▶ [DATA FOR THIS EXERCISE]
▬▬▬▬▬▬▬▬▬▬
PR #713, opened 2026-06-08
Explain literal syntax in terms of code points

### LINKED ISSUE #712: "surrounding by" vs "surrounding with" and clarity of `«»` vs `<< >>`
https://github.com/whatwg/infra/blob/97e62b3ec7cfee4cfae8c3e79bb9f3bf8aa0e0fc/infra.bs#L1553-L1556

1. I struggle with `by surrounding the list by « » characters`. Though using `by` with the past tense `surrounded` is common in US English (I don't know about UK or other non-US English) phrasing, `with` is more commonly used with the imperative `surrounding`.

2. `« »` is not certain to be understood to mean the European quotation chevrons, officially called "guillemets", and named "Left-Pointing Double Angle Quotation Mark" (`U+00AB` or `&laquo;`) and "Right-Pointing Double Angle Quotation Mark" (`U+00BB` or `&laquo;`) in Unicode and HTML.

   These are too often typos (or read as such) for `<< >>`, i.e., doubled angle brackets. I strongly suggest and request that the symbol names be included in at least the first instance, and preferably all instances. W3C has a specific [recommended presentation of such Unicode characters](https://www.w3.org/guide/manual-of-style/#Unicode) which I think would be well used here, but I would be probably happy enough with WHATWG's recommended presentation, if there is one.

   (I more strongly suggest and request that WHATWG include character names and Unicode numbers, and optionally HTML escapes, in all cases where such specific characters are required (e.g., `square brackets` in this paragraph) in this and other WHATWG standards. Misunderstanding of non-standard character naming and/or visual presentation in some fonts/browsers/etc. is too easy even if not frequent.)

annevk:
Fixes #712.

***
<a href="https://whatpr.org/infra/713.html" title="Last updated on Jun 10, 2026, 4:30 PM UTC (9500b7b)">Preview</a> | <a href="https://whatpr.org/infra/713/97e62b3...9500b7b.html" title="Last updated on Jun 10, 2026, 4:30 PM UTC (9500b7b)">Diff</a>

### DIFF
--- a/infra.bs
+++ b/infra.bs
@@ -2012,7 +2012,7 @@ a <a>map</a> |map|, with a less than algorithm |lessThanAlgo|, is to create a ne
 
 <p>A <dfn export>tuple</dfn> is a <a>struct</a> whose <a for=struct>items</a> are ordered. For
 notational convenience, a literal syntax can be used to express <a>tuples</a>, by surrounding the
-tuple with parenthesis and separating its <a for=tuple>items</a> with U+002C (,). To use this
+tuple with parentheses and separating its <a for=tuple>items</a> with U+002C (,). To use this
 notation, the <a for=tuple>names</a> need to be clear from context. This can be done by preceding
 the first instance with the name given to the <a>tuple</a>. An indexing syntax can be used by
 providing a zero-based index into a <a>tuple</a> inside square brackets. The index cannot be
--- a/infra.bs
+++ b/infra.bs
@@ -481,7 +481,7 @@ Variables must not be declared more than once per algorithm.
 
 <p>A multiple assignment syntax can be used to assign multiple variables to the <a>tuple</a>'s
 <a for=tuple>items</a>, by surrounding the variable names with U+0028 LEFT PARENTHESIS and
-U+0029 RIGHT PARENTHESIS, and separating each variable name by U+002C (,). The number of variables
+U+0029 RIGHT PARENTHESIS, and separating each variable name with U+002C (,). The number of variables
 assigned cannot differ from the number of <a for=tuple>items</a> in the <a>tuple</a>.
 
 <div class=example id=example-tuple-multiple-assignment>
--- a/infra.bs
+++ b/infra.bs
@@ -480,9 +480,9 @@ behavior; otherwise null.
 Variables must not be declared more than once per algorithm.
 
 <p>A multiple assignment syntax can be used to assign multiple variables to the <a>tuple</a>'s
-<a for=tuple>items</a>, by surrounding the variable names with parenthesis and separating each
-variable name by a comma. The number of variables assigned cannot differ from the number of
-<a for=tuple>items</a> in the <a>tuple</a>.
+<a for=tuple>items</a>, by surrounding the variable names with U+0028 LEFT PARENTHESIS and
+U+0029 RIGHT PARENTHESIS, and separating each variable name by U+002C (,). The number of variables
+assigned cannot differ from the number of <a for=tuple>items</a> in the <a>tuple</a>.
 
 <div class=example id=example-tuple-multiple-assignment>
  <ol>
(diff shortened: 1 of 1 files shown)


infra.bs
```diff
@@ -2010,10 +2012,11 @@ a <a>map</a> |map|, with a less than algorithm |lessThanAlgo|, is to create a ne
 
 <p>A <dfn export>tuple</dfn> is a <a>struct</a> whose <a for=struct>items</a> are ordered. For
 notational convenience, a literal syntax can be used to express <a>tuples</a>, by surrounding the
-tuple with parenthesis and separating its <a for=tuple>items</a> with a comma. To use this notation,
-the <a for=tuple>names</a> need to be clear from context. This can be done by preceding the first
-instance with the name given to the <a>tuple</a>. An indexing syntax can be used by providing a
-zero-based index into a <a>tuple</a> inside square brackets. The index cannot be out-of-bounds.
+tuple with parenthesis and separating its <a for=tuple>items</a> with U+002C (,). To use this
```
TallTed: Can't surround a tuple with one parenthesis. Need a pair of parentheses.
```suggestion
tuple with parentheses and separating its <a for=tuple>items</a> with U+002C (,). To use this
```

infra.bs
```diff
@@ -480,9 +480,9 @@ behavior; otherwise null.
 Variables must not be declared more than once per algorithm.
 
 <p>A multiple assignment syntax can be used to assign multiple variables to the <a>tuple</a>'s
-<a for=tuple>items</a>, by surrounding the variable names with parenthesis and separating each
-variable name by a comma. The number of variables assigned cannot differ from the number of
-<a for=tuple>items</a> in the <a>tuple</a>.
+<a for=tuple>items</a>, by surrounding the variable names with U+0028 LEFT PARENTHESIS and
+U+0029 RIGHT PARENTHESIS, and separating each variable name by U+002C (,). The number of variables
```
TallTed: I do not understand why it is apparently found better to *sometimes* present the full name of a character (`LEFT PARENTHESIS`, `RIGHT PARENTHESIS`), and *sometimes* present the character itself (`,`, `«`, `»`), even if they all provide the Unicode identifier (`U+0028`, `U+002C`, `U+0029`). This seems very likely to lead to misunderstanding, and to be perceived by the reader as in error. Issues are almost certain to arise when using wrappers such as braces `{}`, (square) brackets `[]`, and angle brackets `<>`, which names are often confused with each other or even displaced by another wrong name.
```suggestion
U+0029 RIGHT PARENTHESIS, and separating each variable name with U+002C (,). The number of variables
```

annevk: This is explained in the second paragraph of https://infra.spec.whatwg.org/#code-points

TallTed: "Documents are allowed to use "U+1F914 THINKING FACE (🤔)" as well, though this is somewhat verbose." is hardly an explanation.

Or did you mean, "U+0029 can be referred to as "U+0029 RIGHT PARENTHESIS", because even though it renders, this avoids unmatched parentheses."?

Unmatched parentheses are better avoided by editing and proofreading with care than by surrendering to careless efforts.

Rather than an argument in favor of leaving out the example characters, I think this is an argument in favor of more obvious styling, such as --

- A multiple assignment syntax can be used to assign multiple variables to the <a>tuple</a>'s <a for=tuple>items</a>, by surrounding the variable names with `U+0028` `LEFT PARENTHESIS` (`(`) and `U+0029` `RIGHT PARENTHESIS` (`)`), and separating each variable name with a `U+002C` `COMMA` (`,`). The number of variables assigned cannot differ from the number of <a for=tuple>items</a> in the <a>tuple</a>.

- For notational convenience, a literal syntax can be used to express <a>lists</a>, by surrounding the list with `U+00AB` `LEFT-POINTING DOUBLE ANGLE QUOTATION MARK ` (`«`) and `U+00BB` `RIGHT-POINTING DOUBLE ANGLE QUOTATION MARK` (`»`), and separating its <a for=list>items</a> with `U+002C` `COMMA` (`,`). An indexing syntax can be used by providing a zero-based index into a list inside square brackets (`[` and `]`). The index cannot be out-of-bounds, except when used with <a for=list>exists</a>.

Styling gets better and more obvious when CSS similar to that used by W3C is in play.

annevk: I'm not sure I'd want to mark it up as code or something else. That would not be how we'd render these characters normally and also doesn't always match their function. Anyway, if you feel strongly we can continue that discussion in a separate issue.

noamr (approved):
▬▬▬▬▬▬▬▬▬▬
▶ [TASK DESCRIPTION] Every line in the data that holds "annevk" should be copied out.

▶ [EXERCISE SOLUTION]
annevk:
annevk: This is explained in the second paragraph of https://infra.spec.whatwg.org/#code-points
annevk: I'm not sure I'd want to mark it up as code or something else. That would not be how we'd render these characters normally and also doesn't always match their function. Anyway, if you feel strongly we can continue that discussion in a separate issue.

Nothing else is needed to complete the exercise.